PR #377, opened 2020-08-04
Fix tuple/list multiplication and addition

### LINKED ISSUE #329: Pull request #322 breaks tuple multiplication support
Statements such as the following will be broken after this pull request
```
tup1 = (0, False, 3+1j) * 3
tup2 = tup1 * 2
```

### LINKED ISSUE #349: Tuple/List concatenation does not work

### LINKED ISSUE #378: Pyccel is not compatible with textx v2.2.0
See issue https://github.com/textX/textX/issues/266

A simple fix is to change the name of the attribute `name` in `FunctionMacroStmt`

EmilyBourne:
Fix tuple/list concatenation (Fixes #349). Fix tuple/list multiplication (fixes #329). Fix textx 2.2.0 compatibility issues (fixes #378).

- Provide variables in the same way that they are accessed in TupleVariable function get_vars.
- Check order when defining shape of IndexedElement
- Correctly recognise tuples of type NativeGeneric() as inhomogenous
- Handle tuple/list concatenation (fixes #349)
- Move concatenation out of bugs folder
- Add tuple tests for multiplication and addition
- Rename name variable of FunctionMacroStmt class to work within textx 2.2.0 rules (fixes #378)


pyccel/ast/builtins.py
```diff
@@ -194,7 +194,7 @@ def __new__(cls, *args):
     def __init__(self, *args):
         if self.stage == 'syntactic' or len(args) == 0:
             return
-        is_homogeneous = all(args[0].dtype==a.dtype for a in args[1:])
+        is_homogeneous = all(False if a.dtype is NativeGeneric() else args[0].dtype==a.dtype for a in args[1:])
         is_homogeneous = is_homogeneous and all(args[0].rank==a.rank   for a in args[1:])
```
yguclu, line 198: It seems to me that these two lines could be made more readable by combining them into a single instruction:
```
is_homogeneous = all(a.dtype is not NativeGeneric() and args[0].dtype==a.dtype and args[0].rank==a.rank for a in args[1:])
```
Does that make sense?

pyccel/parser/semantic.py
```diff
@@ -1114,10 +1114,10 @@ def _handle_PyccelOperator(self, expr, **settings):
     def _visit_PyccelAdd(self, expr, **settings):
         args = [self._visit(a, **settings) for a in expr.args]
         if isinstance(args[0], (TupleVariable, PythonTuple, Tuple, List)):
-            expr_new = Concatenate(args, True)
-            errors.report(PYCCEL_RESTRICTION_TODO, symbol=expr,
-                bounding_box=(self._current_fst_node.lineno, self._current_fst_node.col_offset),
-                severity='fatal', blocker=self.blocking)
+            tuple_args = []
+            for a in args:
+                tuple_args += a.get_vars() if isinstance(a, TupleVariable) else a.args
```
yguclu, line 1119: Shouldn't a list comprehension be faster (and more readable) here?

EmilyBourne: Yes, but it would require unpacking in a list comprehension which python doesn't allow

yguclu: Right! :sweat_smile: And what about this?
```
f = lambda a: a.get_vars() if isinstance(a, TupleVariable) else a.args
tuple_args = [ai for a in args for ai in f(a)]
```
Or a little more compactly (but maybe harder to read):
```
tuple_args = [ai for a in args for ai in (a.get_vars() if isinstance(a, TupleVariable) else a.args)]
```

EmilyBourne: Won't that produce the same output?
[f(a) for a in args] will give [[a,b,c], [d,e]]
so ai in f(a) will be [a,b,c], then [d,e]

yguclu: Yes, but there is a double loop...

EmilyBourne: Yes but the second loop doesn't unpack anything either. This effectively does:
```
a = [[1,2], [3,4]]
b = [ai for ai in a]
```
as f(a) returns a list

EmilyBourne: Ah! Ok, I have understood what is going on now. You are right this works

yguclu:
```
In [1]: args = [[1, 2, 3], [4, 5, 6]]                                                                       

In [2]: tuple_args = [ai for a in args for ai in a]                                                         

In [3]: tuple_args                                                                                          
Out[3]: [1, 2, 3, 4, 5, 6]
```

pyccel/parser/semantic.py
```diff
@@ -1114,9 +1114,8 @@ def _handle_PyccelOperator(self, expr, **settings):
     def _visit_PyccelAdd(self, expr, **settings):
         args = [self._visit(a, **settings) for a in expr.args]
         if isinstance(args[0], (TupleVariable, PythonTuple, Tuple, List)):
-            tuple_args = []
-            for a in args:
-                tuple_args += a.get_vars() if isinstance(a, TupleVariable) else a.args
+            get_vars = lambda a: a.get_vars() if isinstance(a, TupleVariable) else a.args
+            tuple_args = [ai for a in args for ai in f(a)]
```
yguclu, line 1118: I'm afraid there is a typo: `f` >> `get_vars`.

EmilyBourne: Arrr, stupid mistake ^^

^^^^^^^^^^^^^^^^

GOAL OF THE EXERCISE
For an answer, give a copy of every line in the listing that holds the word "FunctionMacroStmt".

EXERCISE OUTPUT
A simple fix is to change the name of the attribute `name` in `FunctionMacroStmt`
- Rename name variable of FunctionMacroStmt class to work within textx 2.2.0 rules (fixes #378)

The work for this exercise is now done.